Abstract
Introduction
Studies designed to use large canine models and translate the results to human practice must take into account the ex vivo and in vitro differences in the bone marrow derived stem cells(MSCs) and their response to a covalently bound growth factor.
Methods
We analyze the activity of transforming growth factor-β1 (TGF-β1) covalently immobilized on microcarriers either by 1-ethyl-3-(3-dimethylaminopropyl) carbodiimide/N-hydroxysuccinimide (EDC/NHS) or riboflavin/UV (RB/UV) light-mediated cross-linking. Collagen microcarriers cross-linked with TGF-β1 were used for chondrogenic differentiation of human or canine mesenchymal stem cells. Evaluation methods included cell viability test, chondrogenic marker expression (aggrecan and collagen type I and type II), histological detection of proteoglycans, and immunohistochemical analysis.
Results
Cross-linking strengthened the collagen structure of the microcarriers and reduced collagenase-mediated degradation.
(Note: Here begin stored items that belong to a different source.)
PR #261, opened 2021-03-17
Prepare for FETCH integration

noamr:
- Remove duplicates that are moved to FETCH
- Add an exported algorithm to mark resource timing

See https://github.com/whatwg/fetch/pull/1185 and https://github.com/w3c/resource-timing/issues/252

***
<a href="https://pr-preview.s3.amazonaws.com/w3c/resource-timing/pull/261.html" title="Last updated on Apr 2, 2021, 6:15 AM UTC (ce74048)">Preview</a> | <a href="https://pr-preview.s3.amazonaws.com/w3c/resource-timing/261/bd74994...ce74048.html" title="Last updated on Apr 2, 2021, 6:15 AM UTC (ce74048)">Diff</a>

### DIFF
--- a/index.html
+++ b/index.html
@@ -646,9 +646,41 @@ that <code>resourcetimingbufferfull</code> event handlers call
 </li>
 </ol>
 </section>
-<section id="sec-cross-origin-resources">
+<section id="sec-timing-allow-origin"> 
+ <h4><code>Timing-Allow-Origin</code> Response Header</h4>
+<p class="note">This section is non-normative.</p>
+ <p>The <dfn>Timing-Allow-Origin</dfn> HTTP response header field
+ can be used to communicate a policy indicating origin(s) that are
+ allowed to see values of attributes that would have been zero due
+ to the cross-origin restrictions. The header's value is represented
+ by the following ABNF [[RFC5234]] (using <a data-cite=
+ "RFC7230#section-7">List Extension</a>, [[RFC7230]]):</p>
+ <pre class="abnf">
+       Timing-Allow-Origin = 1#( <a data-cite=
+ "FETCH#origin-header">origin-or-null</a> / <a data-cite=
+ "FETCH#http-new-header-syntax">wildcard</a> )
+     </pre>
+ <p>The sender MAY generate multiple <a>Timing-Allow-Origin</a>
+ header fields. The recipient MAY combine multiple
+ <a>Timing-Allow-Origin</a> header fields by appending each
+ subsequent field value to the combined field value in order,
+ separated by a comma.</p>
+ <p>The <dfn>timing allow check</dfn> algorithm, which checks
+whether a resource's timing information can be shared with the
+ <a>current document</a>, is as follows:</p>
+ <ol>
+     <li>Let <var>response</var> be the resource's <a data-cite=
+       "FETCH#concept-response">Response</a>.</li>
+     <li>Return <var>response</var>'s <a data-cite=
+       "FETCH#concept-response-timing-allow-passed">
+       timing allow passed flag</a>.</li>
+ </ol>
+ <p class=note>The Timing-Allow-Origin header may arrive as part of a cached
+ response. In case of cache revalidation, according to
+ <a href="https://tools.ietf.org/html/rfc7234#section-4.3.4">RFC 7234</a>,
+ the header's value may come from the revalidation response, or if not present
+ there, from the original cached resource.</p>
  <h3>Cross-origin Resources</h3>
- <p>This section is non-normative.</p>
  <p data-dfn-for="PerformanceResourceTiming">As detailed in [=fetch=],
  cross-origin resources are included as <a>PerformanceResourceTiming</a> objects in the
  <a data-cite="PERFORMANCE-TIMELINE-2#performance-timeline">Performance
@@ -669,7 +701,6 @@ that <code>resourcetimingbufferfull</code> event handlers call
  <a>cross-origin</a> restrictions previously specified in this
  section.</p>
 </section>
- 
 <section id="attribute-descriptions">
  <h3>Resource Timing Attributes</h3>
  <p>This section is non-normative.</p>
--- a/index.html
+++ b/index.html
@@ -646,6 +646,28 @@ that <code>resourcetimingbufferfull</code> event handlers call
 </li>
 </ol>
 </section>
+
+<section id="sec-cross-origin-resources">
+ <h3>Cross-origin Resources</h3>
+ <p data-dfn-for="PerformanceResourceTiming">As detailed in [=fetch=],
+ cross-origin resources are included as <a>PerformanceResourceTiming</a> objects in the
+ <a data-cite="PERFORMANCE-TIMELINE-2#performance-timeline">Performance
+ Timeline</a>. If the <a href="FETCH#concept-tao-check">timing allow check</a> algorithm
+ fails for a resource, these attributes of its <a>PerformanceResourceTiming</a>
+ object are set to zero:
+{{PerformanceResourceTiming/redirectStart}}, {{PerformanceResourceTiming/redirectEnd}},
+{{PerformanceResourceTiming/domainLookupStart}}, {{PerformanceResourceTiming/domainLookupEnd}},
+{{PerformanceResourceTiming/connectStart}}, {{PerformanceResourceTiming/connectEnd}},
+{{PerformanceResourceTiming/requestStart}}, {{PerformanceResourceTiming/responseStart}},
+{{PerformanceResourceTiming/secureConnectionStart}}, {{PerformanceResourceTiming/transferSize}},
+{{PerformanceResourceTiming/encodedBodySize}}, and {{PerformanceResourceTiming/decodedBodySize}}.</p>
+ <p>Server-side applications may return the
+ <a data-cite="FETCH#concept-tao-check">Timing-Allow-Origin</a>
+ HTTP response header to allow the User
+ Agent to fully expose, to the document origin(s) specified, the
+ values of attributes that would have been zero due to the
+ <a>cross-origin</a> restrictions previously specified in this
+ section.</p>
 <section id="sec-timing-allow-origin"> 
  <h4><code>Timing-Allow-Origin</code> Response Header</h4>
 <p class="note">This section is non-normative.</p>
@@ -680,26 +702,6 @@ whether a resource's timing information can be shared with the
  <a href="https://tools.ietf.org/html/rfc7234#section-4.3.4">RFC 7234</a>,
  the header's value may come from the revalidation response, or if not present
  there, from the original cached resource.</p>
- <h3>Cross-origin Resources</h3>
- <p data-dfn-for="PerformanceResourceTiming">As detailed in [=fetch=],
- cross-origin resources are included as <a>PerformanceResourceTiming</a> objects in the
- <a data-cite="PERFORMANCE-TIMELINE-2#performance-timeline">Performance
- Timeline</a>. If the <a href="FETCH#concept-tao-check">timing allow check</a> algorithm
- fails for a resource, these attributes of its <a>PerformanceResourceTiming</a>
- object are set to zero:
-{{PerformanceResourceTiming/redirectStart}}, {{PerformanceResourceTiming/redirectEnd}},
-{{PerformanceResourceTiming/domainLookupStart}}, {{PerformanceResourceTiming/domainLookupEnd}},
-{{PerformanceResourceTiming/connectStart}}, {{PerformanceResourceTiming/connectEnd}},
-{{PerformanceResourceTiming/requestStart}}, {{PerformanceResourceTiming/responseStart}},
-{{PerformanceResourceTiming/secureConnectionStart}}, {{PerformanceResourceTiming/transferSize}},
-{{PerformanceResourceTiming/encodedBodySize}}, and {{PerformanceResourceTiming/decodedBodySize}}.</p>
- <p>Server-side applications may return the
- <a data-cite="FETCH#concept-tao-check">Timing-Allow-Origin</a>
- HTTP response header to allow the User
- Agent to fully expose, to the document origin(s) specified, the
- values of attributes that would have been zero due to the
- <a>cross-origin</a> restrictions previously specified in this
- section.</p>
 </section>
 <section id="attribute-descriptions">
  <h3>Resource Timing Attributes</h3>
--- a/index.html
+++ b/index.html
@@ -687,15 +687,15 @@ that <code>resourcetimingbufferfull</code> event handlers call
  there, from the original cached resource.</p>
 </section>
 <section id="sec-iana-considerations">
- <h4>IANA Considerations</h4>
- <p>This section registers <a>Timing-Allow-Origin</a> as a <a href="https://tools.ietf.org/html/rfc3864#section-4.2.2">Provisional Message Header</a>.</p>
- <dl>
- <dt>Header field name:</dt><dd><pre class="abnf">Timing-Allow-Origin</pre></dd>
- <dt>Applicable protocol:</dt><dd>http</dd>
- <dt>Status:</dt><dd>provisional</dd>
- <dt>Author/Change controller:</dt><dd><a href="https://www.w3.org/">W3C</a></dd>
- <dt>Specification document:</dt><dd><a href="#sec-timing-allow-origin"></a></dd>
- </dl>
+<h4>IANA Considerations</h4>
+<p>This section registers <a>Timing-Allow-Origin</a> as a <a href="https://tools.ietf.org/html/rfc3864#section-4.2.2">Provisional Message Header</a>.</p>
+<dl>
+<dt>Header field name:</dt><dd><pre class="abnf">Timing-Allow-Origin</pre></dd>
+<dt>Applicable protocol:</dt><dd>http</dd>
+<dt>Status:</dt><dd>provisional</dd>
+<dt>Author/Change controller:</dt><dd><a href="https://www.w3.org/">W3C</a></dd>
+<dt>Specification document:</dt><dd><a href="#sec-timing-allow-origin"></a></dd>
+</dl>
 </section>
 <section id="attribute-descriptions">
  <h3>Resource Timing Attributes</h3>
--- a/index.html
+++ b/index.html
@@ -369,7 +369,7 @@ interface:</p>
 "<code>resource</code>".</dd>
 <dt><dfn>startTime</dfn></dt>
 <dd><p data-dfn-for="PerformanceResourceTiming">On getting, the <a>startTime</a> attribute
-returns the result of calling <a>convert fetch timestamp</a> given <a>this</a>'s
+returns the result of calling <a>convert fetch timestamp</a> for <a>this</a>'s
 <a data-for="PerformanceResourceTiming">timing info</a>'s <a for="fetch timing info">
 start time</a> and the <a>relevant global object</a> for <a>this</a>.
 </dl>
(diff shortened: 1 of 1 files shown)


noamr:
@yoavweiss @annevk: this is how the FETCH integration would look like from the RT side.

noamr:
Some explanation:

- RT receives a `response` and a `global object`, and is responsible for queuing, dealing with the performance buffers, and coarsening/adjusting the response timestamps to the global time origin. The timestamps themselves are defined in FETCH.
- FETCH is responsible for TAO - RT calls an algorithm `retrieve timing info` for response, which sanitizes the timing info returned to account for TAO.
- Everything is done in getters to an associated `fetch timing info` - this allows for cases like navigation timing (or future cases of ResourceTiming) where the timestamps for an entry might be updated after the entry is created.

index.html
PR #266, opened 2021-04-13
Expose transferSize, encodedBodySize, decodedBodySize

noamr:
transferSize is based on the cache mode of the resource.
Closes #238

***
<a href="https://pr-preview.s3.amazonaws.com/w3c/resource-timing/pull/266.html" title="Last updated on Apr 15, 2021, 6:02 AM UTC (27c8bda)">Preview</a> | <a href="https://pr-preview.s3.amazonaws.com/w3c/resource-timing/266/7c535a9...27c8bda.html" title="Last updated on Apr 15, 2021, 6:02 AM UTC (27c8bda)">Diff</a>

PR #272, opened 2021-05-07
Add a revalidation cache state and adapt transferSize to it

yoavweiss:
Complementary PR to https://github.com/whatwg/fetch/pull/1232 

While [implementing](https://chromium-review.googlesource.com/c/chromium/src/+/2878693) the [recent Resource Timing transferSize changes](https://github.com/w3c/resource-timing/pull/266), I realized that the current spec is not sufficient to implement what was discussed in the WG, and more importantly, insufficient to maintain backwards compatibility with current transferSize values.

Essentially, we want transferSize to return different values for the cases of local caching (in which case it needs to return 0), full fetch from the network (in which case it needs to return the encoded body size + a constant) as well as the successful revalidation case (where it needs to return just the constant representing the headers used to revalidate the response).

***
<a href="https://pr-preview.s3.amazonaws.com/yoavweiss/resource-timing/pull/272.html" title="Last updated on Jul 12, 2021, 1:47 PM UTC (5cdc106)">Preview</a> | <a href="https://pr-preview.s3.amazonaws.com/w3c/resource-timing/272/3ab43b0...yoavweiss:5cdc106.html" title="Last updated on Jul 12, 2021, 1:47 PM UTC (5cdc106)">Diff</a>


yoavweiss:
@achristensen07 - I missed the fact that this PR hasn't landed yet in yesterday's call. Can you maybe take a look?

nicjansma (approved):

PR #283, opened 2021-07-13
Update and rename pr-push.yml to auto-publish.yml

marcoscaceres:
Renamed the action, as we have scripts at the w3c that look for the file name "auto-publish.yml"

### DIFF
--- a/.github/workflows/auto-publish.yml
+++ b/.github/workflows/auto-publish.yml
@@ -1,4 +1,4 @@
-# .github/workflows/pr-push.yml
+# .github/workflows/auto-push.yml
 name: CI
 on:
   pull_request: {}


.github/workflows/auto-publish.yml
```diff
@@ -1,4 +1,4 @@
-# .github/workflows/pr-push.yml
+# .github/workflows/auto-push.yml
```
yoavweiss, line 1: You also need to rename the yml file, right?

yoavweiss: Also, `auto-publish.yml`?

plehegar: yes, and this PR does that.

plehegar (approved):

Chondrogenic differentiation of MSCs was induced by TGF-β1 cross-linked on microcarriers, promoting gene expression and protein accumulation of aggrecan and collagen type I and type II, as well as proteoglycans. Cross-linking by RB/UV enhanced chondrogenesis more than any other group. In addition, cross-linking reduced scaffold shrinkage exerted by MSCs during chondrogenesis, a desirable feature for microcarriers if used as tissue defect filler.
Conclusion
Cross-linking of TGF-β1 to collagen microcarriers supported chondrogenesis. Current veterinary clinical trial will show if such approach will lead a step closer to development of a cost-effective and locally acting device for cell-based therapy.